■ **Material for the task**
# # # # #

PR #449, opened 2021-07-02
Crypto module for SGX

csegarragonz:
This PR introduces a small API to do symmetric encryption inside an enclave. Trying to run the same library outside an enclave proved tricky and will never happen at runtime, so we don't do it for the moment.

Additionally, this PR introduces a mechanism to test enclave logic from the native test suite. I add a simple test to check that an enclave can be initialised, and another one checking the correct behaviour of the symmetric encryption primitives.


include/sgx/crypto/utils.h
```diff
@@ -0,0 +1,43 @@
...
+    FaasmSgxMac_t mac;
+} FaasmSgxEncryptedMsg_t;
+
+extern "C"
+{
+    // --------------------------------------
+    // Symmetric encryption
+    // --------------------------------------
+
+    FaasmSgxEncryptedMsg_t* doSymEncrypt(FaasmSgxMsg_t* decryptedMsg,
```
csegarragonz, line 32: I add an additional level of indirection so that the actual algorithm of choice is transparent to enclave code, and so that we could potentially support different algorithms.

The mechanism to actually choose that algorithm through the config is not implemented here.

src/sgx/CMakeLists.txt
```diff
@@ -62,14 +62,77 @@ set(FAASM_SGX_WAMR_SRC_UNTRUSTED
         ${PLATFORM_SHARED_SOURCE_UNTRUSTED}
         )
 
+# --------------------------------------------------------
```
csegarragonz, line 65: Re-ordered a bit some of the targets declared here. Not a proper re-factor, but otherwise it was very difficult to track dependencies.

I'd really like to do a more in-depth re-factor of this file though.

src/sgx/CMakeLists.txt
```diff
@@ -62,14 +62,77 @@ set(FAASM_SGX_WAMR_SRC_UNTRUSTED
...
+set(FAASM_SGX_ENCLAVE_C_FLAGS ${SGX_C_GLOBAL_FLAGS}
+        -nostdinc
+        -fvisibility=hidden
+        -fpie
+        -ffunction-sections
+        -fdata-sections
+        -fstack-protector-strong
+        )
+
+# --------------------------------------------------------
```
csegarragonz, line 122: Change 1/2: added this submodule.

src/sgx/faasm_sgx_system.cpp
```diff
@@ -16,6 +16,11 @@ sgx_enclave_id_t globalEnclaveId;
 
 namespace sgx {
 
+sgx_enclave_id_t getGlobalEnclaveId()
```
csegarragonz, line 19: This was declared in the header, but never implemented.

src/sgx/faasm_sgx_checks.cpp
```diff
@@ -0,0 +1,41 @@
...
+#include <tlibc/string.h>
+
+#include <sgx/crypto/utils.h>
+#include <sgx/faasm_sgx_error.h>
+
+extern "C"
+{
+    faasm_sgx_status_t faasm_sgx_enclave_crypto_checks(void)
+    {
+        // Test string of size 13 (including trailing nullptr)
```
csegarragonz, line 12: This is the actual encryption test.

src/sgx/faasm_sgx_system.cpp
```diff
@@ -170,6 +201,10 @@ std::string faasmSgxErrorString(faasm_sgx_status_t status)
         ERROR_PRINT_CASE(FAASM_SGX_INVALID_PAYLOAD_LEN)
         ERROR_PRINT_CASE(FAASM_SGX_FUNCTION_NOT_WHITELISTED)
         ERROR_PRINT_CASE(FAASM_SGX_WAMR_FUNCTION_NOT_IMPLEMENTED)
+        // TODO - not do this manually
```
csegarragonz, line 204: For each error defined in `faasm_sgx_error.h`, we need to add an entry here so that the error text is printed. Adding a `TODO` so that we register these differently in the future.

include/sgx/crypto/types.h
```diff
@@ -0,0 +1,21 @@
...
+
+typedef uint8_t FaasmSgxIv_t[SGX_AESGCM_IV_SIZE];
+typedef uint8_t FaasmSgxMac_t[SGX_AESGCM_MAC_SIZE];
+typedef uint8_t FaasmSgxSymKey_t[SGX_AESGCM_KEY_SIZE];
+
+typedef struct FaasmSgxMsg_t
+{
+    uint8_t* buffer;
+    size_t bufferLen;
+} FaasmSgxMsg_t;
```
Shillaker, line 13: Can we avoid repeating the name and the `_t` suffix, i.e.?

```
struct FaasmSgxMsg 
{
    uint8_t* buffer;
    size_t bufferLen;
}
```

Shillaker (approved):
Nice one, LGTM other than the tiny `struct` syntax question which you can take or leave.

# # # # #

■ **Aim of the exercise**
Please retype the listing word for word, from its first line through the line containing "This PR introduces a small", and add nothing else.

■ **Answer for this exercise**
PR #449, opened 2021-07-02
Crypto module for SGX

csegarragonz:
This PR introduces a small API to do symmetric encryption inside an enclave. Trying to run the same library outside an enclave proved tricky and will never happen at runtime, so we don't do it for the moment.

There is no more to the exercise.